Neither Matzerath nor Mama worried about my education over the next few months. That one attempt to enroll me, so stressful and embarrassing for Mama, had been enough for them. Like Uncle Jan Bronski, they now sighed when they gazed down at me, and dredged up old stories like the one about my third birthday: "The trapdoor was open! You left it open, didn't you? You were in the kitchen, and the cellar before that, right? You brought up a can of mixed fruit for dessert, right? You left the trapdoor to the cellar open, didn't you?"
Every reproach Mama heaped on Matzerath was true, as we well know, and yet the whole was false. But he accepted all the blame and sometimes even wept, softhearted as he was. Then Mama and Jan Bronski would have to comfort him, and spoke of me, Oskar, as a cross they had to bear, a fate they could not flee, a trial they faced but knew not why.
No help was to be expected from these cross bearers, struck down by fate and plagued by trials. Aunt Hedwig Bronski, who frequently took me to Steffenspark to play in the sandbox with her two-year-old Marga, was likewise ruled out as my teacher: she was good-natured enough but dumb as the sky was blue. I was also forced to abandon the thought of Dr. Hollatz's Sister Inge, who was neither sky-blue nor good-natured, for she was no mere office girl but an extremely bright and irreplaceable assistant, and so had no time for
me.
I conquered the hundred-plus steps of our four-story building several times a day, trying to drum up advice on every floor, smelled what nineteen lodgers were having for lunch, but knocked at no door, since I couldn't see old Heilandt, or the clockmaker Laubschad, and certainly not fat Frau Kater, or, much as I liked her, Mother Truczinski, as my future schoolteacher.

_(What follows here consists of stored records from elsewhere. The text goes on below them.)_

PR #188, opened 2021-03-23
D3ASIM-3218: Adding simulation config validator.

faizan2590:


hannesdiedrich (commented):
The ideal way would be to use jsonschema for this and also test the type of the values. 
But OK for me to do it later (please add a story for that).
However, if not already started, please add this validator to the download of the simulation config file on the d3a-web side.

d3a_interface/simulation_config/__init__.py
```diff
@@ -0,0 +1,11 @@
+
+
+class SimulationConfigException(Exception):
+    pass
+
+
+def validate_simulation_config(simulation_config):
```
hannesdiedrich, line 7: In order to know which simulation_config is meant here in the future, please pre- or append something like `api_client` to the name. Also to the exception and the package name. Thanks!

d3a_interface/simulation_config/__init__.py
```diff
@@ -0,0 +1,11 @@
...
+    if set(simulation_config.keys()) != \
+            {"username", "name", "uuid", "domain_name",
```
fievelk, line 9: Please use single quotes for strings whenever possible :) (see the "naming and style conventions" on Jira)

d3a_interface/schemas.py
```diff
@@ -14,184 +14,219 @@
...
+                                    'attributes': {'type': 'string'},
+                                    'registered': {'type': 'string'},
+                                    'aggregator_name': {'anyOf': [{'type': 'string'},
+                                                                  {'type': 'null'}]},
+                                    'children': {'anyOf': [{'type': 'array'}, {'type': 'null'}]}
+                                },
+                                'required': ['username', 'name', 'uuid', 'domain_name',
+                                             'web_socket_domain_name', 'global_settings',
+                                             'registry']
+                                }
```
hannesdiedrich, line 232: ❤️

hannesdiedrich (approved):
LGTM

d3a_interface/schemas.py
```diff
@@ -14,184 +14,219 @@
...
+                                        {'eta_seconds': {'type': 'number'},
+                                         'elapsed_time_seconds': {'type': 'number'},
+                                         'percentage_completed': {'type': 'number'}},
+                                    'slot_length_realtime': {'type': 'string'}
+                                },
+                                'registry': {
+                                    'name': {'type': 'string'},
+                                    'type': {'type': 'string'},
+                                    'uuid': {'type': 'string'},
+                                    'attributes': {'type': 'string'},
```
fievelk, line 223: Can't `attributes` be `null`? I think this is the current default: https://github.com/gridsingularity/d3a-web/blob/master/simulation/graphql/user_roles/helpers.py#L96

fievelk: Same for `registered`. I think that `aggregator_name` correctly handles this.

d3a_interface/api_simulation_config/__init__.py
```diff
@@ -0,0 +1,3 @@
+
+class ApiSimulationConfigException(Exception):
```
fievelk, line 2: This one is only used in the `d3a-api-client` so far, right? In that case, I would just put it in that repository.

d3a_interface/schemas.py
```diff
@@ -1,4 +1,4 @@
-"""
+'''
```
fievelk, line 1: I think this came from a global "find and replace" in the file. For docstrings `"""` are generally used :D Nothing big anyway of course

Under the eaves lived a musician and trumpeter named Meyn. Herr Meyn kept four cats and was permanently drunk. He played dance music at Zingler's Heights, and on Christmas Eve he and five fellow drunks would stamp through the snowy streets battling the harsh frost with carols. I met him one day in the attic: he lay on his back in black trousers and his white Sunday shirt, rolling an empty bottle of Machandel gin with his bare feet and playing the trumpet beautifully. Without lowering his trumpet, just shifting his eyes slightly to where I was standing behind him, he stole a glance at me and accepted me as his percussionist. He valued my instrument as highly as he did his own. Our duet drove his four cats out onto the roof and set the roof tiles gently vibrating.
When we finished our music and lowered our instruments, I pulled an old issue of the Neueste Nachrichten newspaper from under my sweater, smoothed out the pages, crouched beside Meyn the trumpeter, held out my reading matter, and asked him to teach me the big and little ABCs.
But Herr Meyer had fallen straight from his trumpet into a deep sleep. For him there were only three containers that counted: his bottle of Machandel gin, his trumpet, and sleep. It's true that for some time after that—to be precise, till he entered the SA cavalry and gave up gin— we played unrehearsed duets in the attic for the stove, roof tiles, pigeons, and cats, but he was just never any use as a teacher.